A subgraph of $G$ is a connected component if every pair of vertices in the subgraph is reachable from another.

In addition, it must not be reachable to any other vertex outside the subgraph.

Cycle

A cycle is a path that starts and ends at the same vertex.

Simple Graph

A simple graph is an undirected graph with no self-loops or multiple/parallel edges.

Unless stated otherwise, the term graph refers to a simple graph.

Complete Graph

A complete graph is a simple graph where every pair of vertices is connected by a single unique edge.

Number of Edges in a Complete Graph

A complete graph with $n$ vertices has:

(\binom{n}{2}) = \frac{n (n - 1)}{2}

undirected edges.

Comparison to Trees

Graphs are more general than trees
- All trees are graphs
Trees are connected and acyclic
For $n$ vertices, a tree always has $n - 1$ edges
Unless otherwise specified, graphs are undirected

Bit of an Extra Notion in Computer Science

In mathematical graph theory, a tree is an undirected graph.

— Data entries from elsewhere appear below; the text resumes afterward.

PR #2193, opened 2024-08-29
SNOW-1637945: Add support for TimedeltaIndex attributes

sfc-gh-nkumar:
Fixes SNOW-1637945

Add support for TimedeltaIndex attributes `days`, `seconds`, `microseconds`, and `nanoseconds`.


sfc-gh-helmeleegy (approved):
LGTM.

sfc-gh-azhan (approved):

tests/integ/modin/index/test_timedelta_index_methods.py
```diff
@@ -54,12 +55,22 @@ def test_non_default_args(kwargs):
...
     msg = f"Snowpark pandas does not yet support the property TimedeltaIndex.{property}"
     with pytest.raises(NotImplementedError, match=msg):
         getattr(snow_index, property)
+
+
+@pytest.mark.parametrize("attr", ["days", "seconds", "microseconds", "nanoseconds"])
+@sql_count_checker(query_count=1)
+def test_timedelta_index_properties(attr):
+    native_index = native_pd.TimedeltaIndex(
+        ["1d", "1h", "60s", "1s", "800ms", "5us", "6ns", "1d 3s", "9m 15s 8us"]
```
sfc-gh-helmeleegy, line 71: Can we add a null here?

sfc-gh-helmeleegy (changes requested):
Looks good overall. I just think we need to test against null data too.

tests/integ/modin/index/test_timedelta_index_methods.py
sfc-gh-nkumar: done

sfc-gh-azhan (changes requested):
Sorry to block this now.
@sfc-gh-mvashishtha and I had a chat today about this. Ideally we should reuse the dt.properties code to do this, we should be able to support this too:
`pd.Series([1,2,3]).astype("timedelta64[ns]").dt.seconds`
cc @sfc-gh-helmeleegy

sfc-gh-nkumar:
> Sorry to block this now. @sfc-gh-mvashishtha and I had a chat today about this. Ideally we should reuse the dt.properties code to do this, we should be able to support this too: `pd.Series([1,2,3]).astype("timedelta64[ns]").dt.seconds` cc @sfc-gh-helmeleegy

yeah, that is the plan. We will also use this same method to implement Series.dt.* attributes relevant for timedelta column.

sfc-gh-azhan (approved):

sfc-gh-helmeleegy:
> > Sorry to block this now. @sfc-gh-mvashishtha and I had a chat today about this. Ideally we should reuse the dt.properties code to do this, we should be able to support this too: `pd.Series([1,2,3]).astype("timedelta64[ns]").dt.seconds` cc @sfc-gh-helmeleegy
> 
> yeah, that is the plan. We will also use this same method to implement Series.dt.* attributes relevant for timedelta column. There are two sets of properties. One applicable to datetime columns and one applicable to timedelta columns. dt_property implements all properties applicable to datetime column and timedelta_property implement all properteis applicable to timedelta column. In both the scenarios code is reused between Series.dt* and [Datetime/Timedelta]Index.* attributes.

That's right. This is the plan.

sfc-gh-helmeleegy (approved):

However, in computer science, a tree is usually deemed to be an ordered (rooted) and directed graph data structure, always having a path from the root to leaves.

Forest

A forest is a disjoint set of trees.

Sparse and Dense Graphs

Density of Graphs

Let $| V | = n$ and $| E | = m$ .

We define density $D$ of the graph $G = (V, E)$ as the ratio of the number of edges to the number of edges in a complete graph:

(\binom{n}{2}) = \frac{n (n - 1)}{2}

The density of undirected graph is:

$D_{U} = \frac{2 m}{n (n - 1)}$

The density of directed graph is:

$D_{D} = \frac{m}{n (n - 1)}$

Roughly speaking:

Sparse Graph: $m = O (n)$
- The density $0 \leq D < \frac{1}{2}$
Basically, there is a reasonable number of edges for the number of vertices.
Dense Graph: $m = O (n^{2})$
- The density $\frac{1}{2} \leq D \leq 1$
As graph approaches a complete graph, $m \approx n^{2}$ .